The lines of the records that include "relative" should all be copied.

══════════════════════════════

PR #2497, opened 2022-04-17
Fix test_title of the test case

airween:
Set the correct `test_title` of the test case 932115-7 (was: 942260-17).


dune73:
Thank you.

PR #2504, opened 2022-04-20
fix regression tests 934130-6 title duplicate

bxlxx:
Simple changes.


airween:
Good catch - thank you, and welcome your first contributing!

PR #2511, opened 2022-04-25
Assemble preprocessors

### LINKED ISSUE #2496: Make regexp-assemble.py support chained rules
### Describe the bug

When updating a regex using `regexp-assemble.py`, the main rule is always updated. We have rules which are having regex in the chained rule (for example 951230) so this tool break such rules. I suggest to implement it using `offset` like in modsec `SecRuleUpdateActionById`.

### Steps to reproduce

`util/regexp-assemble/regexp-assemble.py update 951230`

theseion:
It's finally here 😄  (I know, you didn't know you were waiting for it 😋).

This PR cleans up the existing preprocessors and introduces a couple of new ones. With these preprocessors you will be able to:
- Concatenate parts of expressions (instead of alternations only). No more need for multiple files or prefix / suffix hacks (prefix and suffix still exist for convenience, since they're more readable).
- Store an assembled regular expression for reuse. No more need for multiple files.
- Use template strings to insert recurring patterns. This improves readability _and_ maintainability.

In addition, this shiny™️ new®️ version✨ can update chain rules by using the convention `<rule id>-chain<offset>.data` convention for file names, where the first chain has index 1 (0 is the base rule).

Have fun!

Fixes #2496


theseion:
BTW: I will need to update file comments and I have a bunch of improvements to data and rule files that I want to apply. Those will follow in separate PRs to reduce complexity.

theseion:
Also note that I had to merge, rebasing was too much trouble. So the commit history currently looks ugly. I'll squash that into something more meaningful upon merge.

lifeforms:
This is pretty big! Do you want to have this in CRS 4.0? It's possible if someone else can review and test within the next 24 hours...

theseion:
I forgot: there's also an important improvement to the perl library in there that lets us force escaping of some characters, notably `"` because our expressions need to be surrounded by `"`. I can put that into a separate PR if you want.

theseion:
> This is pretty big! Do you want to have this in CRS 4.0? It's possible if someone else can review and test within the next 24 hours...

No, definitely not. This is for development only anyway. Doesn't affect users in any way.

airween (changes requested):
@theseion, congrats for this awesome work, the idea and the implementation are amazing.

I have only few notes after I checked the operation.

* I guess while you worked on this PR, you sent [another PR](https://github.com/coreruleset/coreruleset/pull/2528/) which fixed an absolute/relative path issue. This fix is missing from this patch
* There is a - perhaps - important feature request: #2496. I don't know how big is that work, but if you are not able to add that, may be you should add some warning message to user, if she/he want to operate on a rule which has multiple `@rx` operators (and chained). I see that the tool makes a note like `Processing 942440, chain offset 0` - I do not know is it enough or not. @azurit is the reporter of the mentioned issue, I tag him for his opinion.

Finally just a quick note, that we can search the chained rules with double (or more) `@rx` for example like [this](https://crsdoc.digitalwave.hu/?v=v3.4.0-dev&f=1&rc=1&_ro=1). After that, just press CTRL+F and look for the pattern `@rx, @rx`.

To add the existing PR #2528 is easy, that's why I mark this PR with request changes.

theseion:
Thanks for the review @airween. This PR actually also adds support for chained rules. The convention is that a chained rule is indicated by a suffix. `901350-chain1`, for example, would be the first chain rule (`901350` or `901350-chain0` would be the starter rule).

I will rebase to add the fix for relative paths.

airween (commented):
Hi @theseion,

thanks for adding notes.

First of all, the relative path fix works as well, thank you.

Now I've tried to add two new expressions to rule [920170](https://github.com/coreruleset/coreruleset/blob/v4.1/dev/rules/REQUEST-920-PROTOCOL-ENFORCEMENT.conf#L172-L191) based on your excellent documentation.

Firs, I've created a file with name `data/920170.data`, the content was:
```
##! This is a data file used to generate a regular expression for a CRS rule. 
##! The generation of the regular expression happens with the help of 
##! util/regexp-assemble/regexp-assemble.py.
##! The ID of the rule in question is part of the file name of this data file. 
##! Read more about the format of this data file and the use of the assembly 
##! script in util/regexp-assemble/README.md.
##!
##! Lines starting with `##!` are comments and will be skipped,
##! empty lines will be ignored completely.
##! 
##! Five special comments are at your disposal to influence the assembled expression:
##! - `##!+`: the flag comment
##! - `##!^`: the prefix comment
##! - `##!$`: the suffix comment
##! - `##!>`: the preprocessor comment
##! - `##!<`: the block preprocessor end comment
##! Please refer to util/regexp-assemble/README.md for a full explanation.

##! Allowed methods, anchored

##!^ ^
##!$ $

GET
HEAD
```

When I tried to compare with the existent one, I got this message:

```
Processing 920170, chain offset 0
Regex of 920170 has changed!

===========
first difference
-----------
current:       ^(?:GET|HEAD)$                                          ~ (1 / 1)
generated:     ^(?:HEAD|GET)$                                          ~ (1 / 1)
===========
```
Seems that the script puts the tokens in alphabet order. It's not a big issue and I agree with this, but I should put this behavior in the documentation.

Then I created another one for the second part of rule with name `data/920170-chain1.data`:

```
##! This is a data file used to generate a regular expression for a CRS rule. 
##! The generation of the regular expression happens with the help of 
##! util/regexp-assemble/regexp-assemble.py.
##! The ID of the rule in question is part of the file name of this data file. 
##! Read more about the format of this data file and the use of the assembly 
##! script in util/regexp-assemble/README.md.
##!
##! Lines starting with `##!` are comments and will be skipped,
##! empty lines will be ignored completely.
##! 
##! Five special comments are at your disposal to influence the assembled expression:
##! - `##!+`: the flag comment
##! - `##!^`: the prefix comment
##! - `##!$`: the suffix comment
##! - `##!>`: the preprocessor comment
##! - `##!<`: the block preprocessor end comment
##! Please refer to util/regexp-assemble/README.md for a full explanation.

##! Allowed methods, anchored

##!^ ^
##!$ $

0?
```
and compared it:
```
$ util/regexp-assemble/regexp-assemble.py compare 920170-chain1
Processing 920170, chain offset 1
Regex of 920170 has not changed
```
This is fine, that's what I expected. `generate` command produced same expression as exists:
```
$ util/regexp-assemble/regexp-assemble.py generate 920170-chain1
^0?$
```

Then I wanted to check again the first part of chained rule with original command, and I was surprised:
```
$ util/regexp-assemble/regexp-assemble.py compare 920170
Processing 920170, chain offset 1
Regex of 920170 has not changed
```
So as you can see, if there are two data file for a rule, but one of them does not have `chainN` suffix, then script will use the suffixed one - I guess because it's previous in the ordered list of files in `data/` directory:
```
$ ls -la 920170*
-rw-r--r-- 1 airween airween 912 May  7 15:33 920170-chain1.data
-rw-r--r-- 1 airween airween 918 May  7 15:33 920170.data
```
Never mind, I copied `920170.data` to `920170-chain0.data`, but now script always want to check the only first part. So these commands produced same outputs:
```
$ util/regexp-assemble/regexp-assemble.py compare 920170
$ util/regexp-assemble/regexp-assemble.py compare 920170-chain0
$ util/regexp-assemble/regexp-assemble.py compare 920170-chain1

Processing 920170, chain offset 0
Regex of 920170 has changed!

===========
first difference
-----------
current:       ^(?:GET|HEAD)$                                          ~ (1 / 1)
generated:     ^(?:HEAD|GET)$                                          ~ (1 / 1)
===========

```

Now I'm a bit confused about the storing mechanism of the chained rules with multiple `@rx` operator. Can you clarify this, and also put into the documentation?

theseion:
Thanks for the excellent feedback!

> Seems that the script puts the tokens in alphabet order. It's not a big issue and I agree with this, but I should put this behavior in the documentation.
The alternations are ordered by length actually, I think. I'm not sure that this should be part of the documentation. It's an implementation detail and shouldn't concern users. Why do you think it should be in the documentation?

I've fixed the file selection issue.

> Now I'm a bit confused about the storing mechanism of the chained rules with multiple @rx operator. Can you clarify this, and also put into the documentation?
I'm afraid I don't understand the question. Can you maybe give an example?

airween:
> > Seems that the script puts the tokens in alphabet order. It's not a big issue and I agree with this, but I should put this behavior in the documentation.
> 
> The alternations are ordered by length actually, I think. I'm not sure that this should be part of the documentation. It's an implementation detail and shouldn't concern users. Why do you think it should be in the documentation?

══════════════════════════════

_SOLVED PROBLEM_
* I guess while you worked on this PR, you sent [another PR](https://github.com/coreruleset/coreruleset/pull/2528/) which fixed an absolute/relative path issue. This fix is missing from this patch
I will rebase to add the fix for relative paths.
First of all, the relative path fix works as well, thank you.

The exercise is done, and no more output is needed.